How about the test result of #73 when using gtpHdr, err := hex.DecodeString("36ff003400000001000000ff") test data?

Test case 1: hex.DecodeString("36ff003400000001000000ff00")
#73 Result:

[ 5437.244362] upfgtp:[gtp5g] gtp5g_newlink: Registered a new 5G GTP interface
[ 5443.442281] upfgtp:[gtp5g] gtp1u_udp_encap_recv: Invalid extention header length
[ 5443.442283] upfgtp:[gtp5g] gtp5g_encap_recv: GTP packet has been dropped
[ 5454.547652] upfgtp:[gtp5g] gtp5g_dellink: De-registered 5G GTP interface

Test case 2: hex.DecodeString("36ff003400000001000000ff")
#73 Result:

[10773.933075] upfgtp:[gtp5g] gtp1u_udp_encap_recv: Failed to pull skb length 0x128
[10773.933079] upfgtp:[gtp5g] gtp5g_encap_recv: GTP packet has been dropped
[10785.058537] upfgtp:[gtp5g] gtp5g_dellink: De-registered 5G GTP interface

Thanks for the PR.

I apologize for the late reply due to the vacation.

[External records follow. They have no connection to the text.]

PR #2553, opened 2018-10-26
 F #1745: Admin should be able to disable Advanced options from Cloud view

al3xhh:


tinova:
committed to one-5.6-devel as well

PR #138, opened 2017-09-20
Feat/relay modern

thanh-nguyen-dang:
r @philloooo


data/gqlHelper.js.njk
```diff
@@ -0,0 +1,129 @@
+//
+// !!! DO NOT EDIT !!!!
+//
+// This file was auto-generated by: node data/gqlSetup.js 
+// using the Nunjucks template at data/gqlHelper.js.njx
```
philloooo: didn't see this file?

src/localconf.js
```diff
@@ -1,155 +1,206 @@
...
-  login = {
-    url: 'https://itrusteauth.nih.gov/affwebservices/public/saml2sso?SPID=https://bionimbus-pdc.opensciencedatacloud.org/shibboleth&RelayState=',
-    title: 'Login from NIH'
+  let userapiPath, submissionApiPath, submissionApiOauthPath, credentialPath, credentialOauthPath,
+    credentialCdisPath, graphqlPath, appname, navItems, login, graphqlSchemaUrl;
+  let requiredCerts = [];
+
+  // Support data/gqlSetup.js auto-generation of data-portal graphQL
+  let gqlSetup = {
+    fileTypeList: [
```
philloooo: can this be parsed from dictionary?
our goal is we don't need to update anything when we setup new commons

data/gqlHelper.js.njk
frickjack: That's the template - the generated gqlHelper.js is the thing that should not be edited ...

philloooo: `gqlHelper.js.njx` typo? actually njk?

src/localconf.js
frickjack: Yeah - we can 'curl' the dictionary from http://localhost/api/v0/submission/_dictionary/_all , but then we have a dependency on an external service.

As a practical matter we already have to edit localconf.js to deploy a new commons.

Either way is messy.

Anyway - this is a first step ...

philloooo: current editting in localconf for new commons is mainly about portal related configurations that's not described in dictionary. 
The data related configuration though is already represented in dictionary, duplicating the same info here would be error prone and also means updating dictionary for a commons every time need to update portal code.
We already have this external service dependency to get schema in data folder,  I think it's an 
 innevitable dependency? either automatically get the info from the external service or manually map the info into portal code and make sure it's in sync?

PR #144, opened 2017-09-25
fix(QueryNode): fix view-node popup

### LINKED ISSUE #142: view button doesn't work anymore
the fix/popup seems to break the view button on the same page?

frickjack:
fix #142 
Fixes the 'view node' popup that I broke when fixing the 'delete failed' popup.


frickjack:
merged the popup fix into feat/explorer which has its own pending pull request

PR #162, opened 2017-10-12
feat(collapsed): reduce displayed list

thanh-nguyen-dang:
r @frickjack @philloooo 
Make the list of choices (projects, file types, file formats) collapsible
#161


frickjack:
Hi @thanh-nguyen-dang ! 
I think that the onClick events should be changed
         <a href="#/" onClick={() => this.state.collapsed = 2}>{'More options'}</a>
to set the state via 'setState':
       this.setState( { ...this.state, collapsed: 2 } )
, so that the React component-update cycle gets triggered ...

https://reactjs.org/docs/react-component.html#setstate

PR #169, opened 2017-10-19
Test/button tests

### LINKED ISSUE #147: create regression tests for user actions on buttons

frickjack:
Just added a few tests at the 'presentation component' level to 
resolve #147


src/DataDictionary/DictionaryGraph.test.jsx
```diff
@@ -0,0 +1,47 @@
...
+
+import DictionaryGraph from './DictionaryGraph';
+import { buildTestData } from '../DataModelGraph/testData';
+
+
+describe('the DictionaryGraph', () => {
+  function buildTest() {
+    const data = buildTestData();
+    // Material-UI components require the Mui theme ...
+    const $dom = mount(
```
thanh-nguyen-dang: use enzyme to find and select the DOM

frickjack: Hi Thanh!

That 'mount' function is an enzyme function - I was just naming my variables with a '$' sign to mark them as being enzype wrappers, but I can remove the '$' from the names if  that's to weird or confusing - what do you think?

PR #176, opened 2017-10-24
Chore/submit feedback

### LINKED ISSUE #163: add summary by type to submission page
a successful submission should give some summary data by type - ex:

created:
* 55 aligned reads
* 1000 unaligned reads

Something like that.

frickjack:
resolve #163 
introduce SubmissionResult component to present submission summary:

* 200 success - list number of entities submitted by type
* 4XX error - list entities with errors
* 504 timeout - explain timeout, suggest smaller submission

### DIFF
--- a/src/Submission/ReduxProjectSubmission.js
+++ b/src/Submission/ReduxProjectSubmission.js
@@ -48,22 +48,12 @@ const submitToServer = (methodIn = 'PUT') => (dispatch, getState) => {
     body: file,
     dispatch,
   }).then(
-    ({ status, data }) => {
-      switch (status) {
-      case 200:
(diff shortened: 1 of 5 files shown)


frickjack:
Those 4 new Codacy issues result from the new code added, but do not actually reflect a decrease in code quality:

* import 'brace' is needed by AceEditor to work properly for some reason - even though we don't use it directly
* propTyps.object is not allowed is problematic, because the submission result data has a different shape depending on success or failure - this is not a regression
* indentation 8 spaces is an eslint bug - if you indent 8, then it complains about that too
* updating 'db' is idiomatic for the .reduce() function

PR #197, opened 2017-11-30
Chore/router upgrade

### LINKED ISSUE #165: update to react-router v4
We are currently on v2.
See https://github.com/ReactTraining/react-router/blob/master/packages/react-router/docs/guides/migrating.md
Pretty sure this is required to move to React v16 (currently on v15)

frickjack:
Upgraded from router v2 to v4.  API changed, so:

* introduced 'ProtectedContent' container to manage access to pages that require auth - replaces withBoxAndNav, withAuthTimeout, and requireAuth wrappers
* changed access to router-related properties in the code - new router has new and different props
* also tacked on an optional cache to fetchJsonOrText to avoid repeatedly fetching read-only data like the dictionary and schema
* introduce do-nothing Jenkinsfile - as place holder

resolve #165


src/Certificate/Quiz.jsx
```diff
@@ -1,14 +1,15 @@
 import React, { Component } from 'react';
-import { Form, FormError, RadioGroup, Radio } from 'react-form';
+import { Form, RadioGroup, Radio } from 'react-form';
```
philloooo: why is this removed?

frickjack: router-form v2 doesn't have FormError it seems ... :-(
https://react-form.js.org/#/
https://github.com/react-tools/react-form

philloooo: oh sad :/

PR #204, opened 2018-01-15
feat(ndh): add a new version for niaid

thanh-nguyen-dang:
r @philloooo @frickjack @zflamig 
Change homepage for NIAID website
- change data summary to display: case, study, lab result and socio-demographic count
- add transaction logs table
- change bar chart to display core_visit count and case count
* All tests of ExplorerPage will fail because we are not using that page in the portal.


src/Homepage/ProjectBarChart.jsx
```diff
@@ -52,7 +52,7 @@ class ProjectBarChart extends React.Component {
             <Tooltip />
             <Legend />
             <Bar dataKey="caseCount" stackId="a" fill="#8884d8" />
-            <Bar dataKey={tor.translate('experimentCount')} stackId="a" fill="#82ca9d" />
+            <Bar dataKey="coreVisitCount" stackId="a" fill="#82ca9d" />
```
philloooo: should still be translate for experimentCount and let coreVisit be the translated result for ndh

philloooo:
1. reset all dictionary/schema file replacements for ndh
2. shouldn't have if condition in each js file, should just have one centralized config in localconf.js or a new file that has for example:
```
{
   'ndh': {
      'summary_counts':[
        {'name': 'Cases', 'node': 'case'},
        {'name': 'Experiments', 'node': 'experiment'},
        ...
      ],
      'summary_bar_charts': [
        {'name': 'CoreVisits', 'node': coreVisit'},
        ...
      ]
}
```
3.  add logo image as one of the app specific configuration, if not provided the website should still work.
4. add external data link as one of the app specific configuraiton, if not provided, default to the data page.

PR #239, opened 2018-03-05
feat(multiple): multiple login

thanh-nguyen-dang:
r @frickjack 
Multiple login ticket

### DIFF
--- a/src/Login/ReduxLogin.js
+++ b/src/Login/ReduxLogin.js
@@ -1,0 +1,52 @@
+import { connect } from 'react-redux';
+
+import Login from './Login';
+import { fetchJsonOrText } from '../actions';
+import { loginPath } from '../localconf';
+
+
+export const fetchLogin = () =>
+  dispatch =>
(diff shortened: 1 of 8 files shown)


src/Login/ReduxLogin.js
```diff
@@ -0,0 +1,41 @@
...
+    })
+      .then(
+        ({ status, data }) => {
+          switch (status) {
+          case 200:
+            return {
+              type: 'RECEIVE_LOGIN_ENDPOINT',
+              providers: data.providers,
+            };
+          default:
```
frickjack: Would you make a '404' fetchLogin() response default to 'Google login', so we don't have locked dependencies between this update and a fence update?

Also - can you configure https://thanhd.planx-pla.net/ with multiple logins, so I can hit https:/thenhd.planx-pla.net/dev.html to see a working example of multiple logins?  :-)
    https://github.com/uc-cdis/cdis-wiki/tree/master/dev#k8s-dev-namespace

PR #256, opened 2018-04-03
Feat/download

zflamig:
Link file name in the Explorer tab to the download file endpoint

### DIFF
--- a/Dockerfile
+++ b/Dockerfile
@@ -34,6 +34,10 @@ RUN COMMIT=`git rev-parse HEAD` && echo "export const portalCommit = \"${COMMIT}
     && cp nginx.conf /etc/nginx/conf.d/nginx.conf \
     && rm /etc/nginx/sites-enabled/default
 
+# In standard prod these will be overwritten by volume mounts
+# Provided here for ease of use in development and 
+# non-standard deployment environments
+
 RUN mkdir /mnt/ssl \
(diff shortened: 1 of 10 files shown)


src/Explorer/ExplorerTable.jsx
```diff
@@ -55,7 +56,9 @@ export class ExplorerTableComponent extends Component {
         <TableData c_width={columnWidths[0]}>
           <Link to={`/${file.project_id}`}>{file.project_id}</Link>
         </TableData>
-        <TableData c_width={columnWidths[1]}>{file.name}</TableData>
+        <TableData c_width={columnWidths[1]}>
```
philloooo: we should not show them as link if user doesn't have read-storage permission on this project?

src/Explorer/ExplorerComponent.jsx
```diff
@@ -50,6 +50,7 @@ class ExplorerComponent extends Component {
   mapDataToFile = filesList => filesList.map(
     file => (
       { project_id: file.project_id,
+        uuid: file.id,
```
philloooo: did？

Dockerfile
```diff
@@ -33,4 +33,8 @@ RUN COMMIT=`git rev-parse HEAD` && echo "export const portalCommit = \"${COMMIT}
     && NODE_ENV=production ./node_modules/.bin/webpack --bail \
     && cp nginx.conf /etc/nginx/conf.d/nginx.conf \
     && rm /etc/nginx/sites-enabled/default
+
+RUN mkdir /etc/nginx/ssl \
```
philloooo: Not for prod?

zflamig: wrong path, good catch.

Issue #211, opened 2018-01-24
check if need to refresh session for all api calls


philloooo:
fence sets up two cookies (after uc-cdis/fence#37 is merged):
an access_token cookie and a session_token cookie.
The default TTL for access_token is 10 min, it's a stateless token(we can't revoke it) so the TTL need to be short. The default TTL for session cookie is 30min for stale session and 8h max life time (settings here )

Whenever fence is hit, it will refresh session token if the lifetime is < 8h, and also create a new access_token if the old one is expired but the session is not expired yet.
On the user end though, any action to any api count as a 'user activity', so even if it hits sheepdog it should also refresh the session.

So we should
- wrap our non-fence api calls to handle that when the response code is 401/403, call fence /user endpoint, which will refresh the session, if fence also return 401/403, that means the session is actually expired, should pop up the login window, if it's 200, redo the previous api call.
- remove the [setinterval](https://github.com/uc-cdis/data-portal/blob/master/src/index.jsx#L40) that call fence every minute

trevars:
Estimate 6.

thanh-nguyen-dang:
spent 8 hours

PR #257, opened 2018-04-10
feat(session): support sliding session

thanh-nguyen-dang:
r @frickjack


src/actions.js
```diff
@@ -18,6 +18,38 @@ export const connectionError = () => {
...
+        }
+      } catch (e) {
+        // # do nothing
+      }
+    }
+    return { response, data, status: response.status, headers: response.headers };
+  });
+
+export const fetchAuth0 = (opts) => {
+  const { path, method = 'GET', dispatch } = opts;
```
frickjack: Hey Thanh,

It would be cool to patch `fetchAuth0` so that it does not accept a `path` or `method` - it just always does the `auth` request to fence.  

After making that change - you can wire up `fetchAuth0` with a mutex, so that only one is running at a time - ex:
```
var pendingRequest = null;
function fetchAuth0() {
   if ( pendingRequest ) { return pendingRequest; }
  pendingRequest = fetch( ... ).then( 
     function() { pendingRequest = null; ... },
     function() { pendingRequest = null; ... }
  );
  return pendingRequest;
}
```
That way multiple simultaneous overlapping async fetch requests will only result in a single Auth0 request that they'll all wait for.  What do you think?

src/actions.js
```diff
@@ -18,6 +18,38 @@ export const connectionError = () => {
...
+          fetchCache[path] = textData;
+        }
+      } catch (e) {
+        // # do nothing
+      }
+    }
+    return { response, data, status: response.status, headers: response.headers };
+  });
+
+export const fetchAuth0 = (opts) => {
```
philloooo: can we change the name? we are not talking to auth0

thanh-nguyen-dang:
resolve #211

Test case 1: hex.DecodeString("36ff003400000001000000ff00") #73 Result:

[ 5437.244362] upfgtp:[gtp5g] gtp5g_newlink: Registered a new 5G GTP interface
[ 5443.442281] upfgtp:[gtp5g] gtp1u_udp_encap_recv: Invalid extention header length
[ 5443.442283] upfgtp:[gtp5g] gtp5g_encap_recv: GTP packet has been dropped
[ 5454.547652] upfgtp:[gtp5g] gtp5g_dellink: De-registered 5G GTP interface

This result is expected behavior.

Test case 2: hex.DecodeString("36ff003400000001000000ff") #73 Result:

[10773.933075] upfgtp:[gtp5g] gtp1u_udp_encap_recv: Failed to pull skb length 0x128
[10773.933079] upfgtp:[gtp5g] gtp5g_encap_recv: GTP packet has been dropped
[10785.058537] upfgtp:[gtp5g] gtp5g_dellink: De-registered 5G GTP interface

In this case, first byte of inner IP header after GTP-U header whose value is 0x54 is treated as extension header length.
So this value is too large, pulling skb is failed.
I think that this result is expected behavior too.